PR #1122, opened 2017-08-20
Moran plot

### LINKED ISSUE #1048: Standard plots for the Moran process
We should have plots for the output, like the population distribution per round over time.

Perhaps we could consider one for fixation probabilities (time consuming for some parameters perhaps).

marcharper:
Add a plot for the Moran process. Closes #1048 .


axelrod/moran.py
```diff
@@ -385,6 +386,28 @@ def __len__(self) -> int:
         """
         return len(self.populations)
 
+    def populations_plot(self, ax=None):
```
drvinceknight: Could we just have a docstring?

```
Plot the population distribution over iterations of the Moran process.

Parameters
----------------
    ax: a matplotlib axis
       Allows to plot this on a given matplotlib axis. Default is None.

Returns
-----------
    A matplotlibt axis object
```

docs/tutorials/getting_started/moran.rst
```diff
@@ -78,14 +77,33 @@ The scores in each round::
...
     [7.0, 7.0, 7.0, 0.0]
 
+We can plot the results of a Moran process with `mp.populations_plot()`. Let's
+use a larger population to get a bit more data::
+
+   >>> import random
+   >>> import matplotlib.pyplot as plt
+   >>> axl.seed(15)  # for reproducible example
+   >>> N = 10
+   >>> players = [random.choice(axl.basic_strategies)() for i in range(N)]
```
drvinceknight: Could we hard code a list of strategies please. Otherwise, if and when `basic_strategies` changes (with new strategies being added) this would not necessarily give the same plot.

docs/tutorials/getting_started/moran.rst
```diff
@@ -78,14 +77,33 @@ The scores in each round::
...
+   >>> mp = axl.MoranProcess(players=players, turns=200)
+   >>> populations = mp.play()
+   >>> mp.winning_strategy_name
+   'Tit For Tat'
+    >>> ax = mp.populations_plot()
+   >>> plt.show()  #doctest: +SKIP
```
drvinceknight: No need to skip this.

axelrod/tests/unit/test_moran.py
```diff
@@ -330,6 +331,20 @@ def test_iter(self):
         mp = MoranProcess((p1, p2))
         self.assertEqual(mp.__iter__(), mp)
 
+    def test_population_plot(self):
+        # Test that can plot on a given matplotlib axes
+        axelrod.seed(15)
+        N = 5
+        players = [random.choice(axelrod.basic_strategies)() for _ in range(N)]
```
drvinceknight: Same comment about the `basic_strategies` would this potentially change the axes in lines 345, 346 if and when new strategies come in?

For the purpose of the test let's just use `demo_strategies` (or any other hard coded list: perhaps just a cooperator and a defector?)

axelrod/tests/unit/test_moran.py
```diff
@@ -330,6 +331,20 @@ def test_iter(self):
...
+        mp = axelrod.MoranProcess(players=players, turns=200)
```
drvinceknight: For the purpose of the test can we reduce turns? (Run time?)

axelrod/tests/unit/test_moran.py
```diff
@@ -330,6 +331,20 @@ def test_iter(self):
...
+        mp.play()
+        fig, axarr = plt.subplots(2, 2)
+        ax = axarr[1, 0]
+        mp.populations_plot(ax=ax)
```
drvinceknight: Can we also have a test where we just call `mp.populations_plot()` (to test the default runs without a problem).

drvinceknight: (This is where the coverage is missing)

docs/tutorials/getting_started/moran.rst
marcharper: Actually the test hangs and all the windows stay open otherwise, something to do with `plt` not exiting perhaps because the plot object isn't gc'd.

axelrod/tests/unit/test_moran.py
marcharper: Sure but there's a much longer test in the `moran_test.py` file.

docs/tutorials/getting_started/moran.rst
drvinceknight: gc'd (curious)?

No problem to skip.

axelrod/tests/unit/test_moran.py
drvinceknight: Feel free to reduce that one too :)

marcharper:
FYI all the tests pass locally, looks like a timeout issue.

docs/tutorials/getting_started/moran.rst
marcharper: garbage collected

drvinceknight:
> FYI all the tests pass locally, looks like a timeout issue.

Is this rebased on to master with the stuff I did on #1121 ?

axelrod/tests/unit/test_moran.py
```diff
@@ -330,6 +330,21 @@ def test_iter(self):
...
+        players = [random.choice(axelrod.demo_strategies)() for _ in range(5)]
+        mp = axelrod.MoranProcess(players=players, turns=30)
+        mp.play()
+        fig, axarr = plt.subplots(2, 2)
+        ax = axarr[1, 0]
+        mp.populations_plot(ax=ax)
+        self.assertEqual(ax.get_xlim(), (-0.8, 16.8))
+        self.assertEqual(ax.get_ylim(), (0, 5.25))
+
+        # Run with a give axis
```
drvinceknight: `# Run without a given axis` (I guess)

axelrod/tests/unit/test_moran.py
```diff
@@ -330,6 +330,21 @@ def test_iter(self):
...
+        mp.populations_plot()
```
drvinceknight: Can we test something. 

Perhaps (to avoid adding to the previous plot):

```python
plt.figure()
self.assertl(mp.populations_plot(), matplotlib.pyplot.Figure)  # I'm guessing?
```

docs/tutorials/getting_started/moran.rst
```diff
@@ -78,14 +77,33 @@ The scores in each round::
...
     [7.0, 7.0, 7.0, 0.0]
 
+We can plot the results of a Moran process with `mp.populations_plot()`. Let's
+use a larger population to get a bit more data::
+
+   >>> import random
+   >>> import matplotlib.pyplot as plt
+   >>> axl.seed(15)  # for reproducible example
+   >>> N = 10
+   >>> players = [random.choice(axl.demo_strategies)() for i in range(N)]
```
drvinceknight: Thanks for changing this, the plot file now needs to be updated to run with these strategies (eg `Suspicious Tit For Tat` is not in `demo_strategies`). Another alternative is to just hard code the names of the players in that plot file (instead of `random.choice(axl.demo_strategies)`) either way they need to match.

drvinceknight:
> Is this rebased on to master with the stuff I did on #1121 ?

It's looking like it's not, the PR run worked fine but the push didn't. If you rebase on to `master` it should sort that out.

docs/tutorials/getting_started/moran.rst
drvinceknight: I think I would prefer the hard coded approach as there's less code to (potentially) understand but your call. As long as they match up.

AIM OF THE TASK: Provide only the number of lines from the material above that include the word "pass".

SOLUTION: 2